*WHAT IS BEING ASKED*. Check every line of the data below for the word "with", then give only the number of lines that have it.

Top of THE DATA

PR #1056, opened 2026-03-26
[Audio] Add Voices API support to AudioClient

ShivangiReja:
## Summary

Adds protocol-level support for the OpenAI Custom Voices API (`/audio/voices` and `/audio/voice_consents`) to `AudioClient`, ingested from the upstream TypeSpec specification.

### TypeSpec specification
 - Added 7 voice models to models.tsp: `VoiceResource`, `VoiceConsentResource`, `VoiceConsentListResource`, `VoiceConsentDeletedResource`, `CreateVoiceRequest`, `CreateVoiceConsentRequest`, `UpdateVoiceConsentRequest`
 - Added 6 voice operations to operations.tsp: `listVoiceConsents`, `createVoiceConsent`, `deleteVoiceConsent`, `getVoiceConsent`, `updateVoiceConsent`, `createVoice`
 - Updated audio.client.tsp with `@@clientLocation` for all new operations and `@@convenientAPI(false)` to expose protocol methods only

 ### Generated code
 - `AudioClient.cs` — 6 new protocol method pairs (sync + async): `CreateVoice`, `CreateVoiceConsent`, `DeleteVoiceConsent`, `GetVoiceConsent`, `UpdateVoiceConsent`, `GetVoiceConsents`
 - `AudioClient.RestClient.cs` — REST pipeline definitions for the 6 new endpoints
 - Updated API surface files (OpenAI.net10.0.cs, OpenAI.net8.0.cs, OpenAI.netstandard2.0.cs)

### Tests
 - Added VoiceTests.cs with a live test for voice consent creation and voice creation flow
- Test is marked `[Ignore]` because the Custom Voices API requires organization-level access that is not yet available

 ## Notes
 - Only protocol methods are exposed 
 - All operations are routed to `AudioClient` via `@@clientLocation`
- No `@@clientName` renames were needed — generated names already follow .NET conventions


tests/Audio/VoiceTests.cs
```diff
@@ -0,0 +1,71 @@
...
+using System.IO;
+using System.Text.Json;
+using System.Threading.Tasks;
+
+namespace OpenAI.Tests.Audio;
+
+[Category("Audio")]
+public partial class VoiceTests : OpenAIRecordedTestBase
+{
+    public VoiceTests(bool isAsync) : base(isAsync)
```
christothes, line 16: It looks like we still need test coverage for a few more APIs (I don't see any of the collection operations, for example).

ShivangiReja: Currently we only have protocol methods for the voice APIs. For protocol methods, we usually cover the primary end-to-end scenario rather than per-operation coverage. Also, we don't have access to test the Voices API yet (hence the `[Ignore]`), so we can't test or record today. Will expand coverage once access is enabled.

Bottom of THE DATA

*EXERCISE RESPONSE*. 2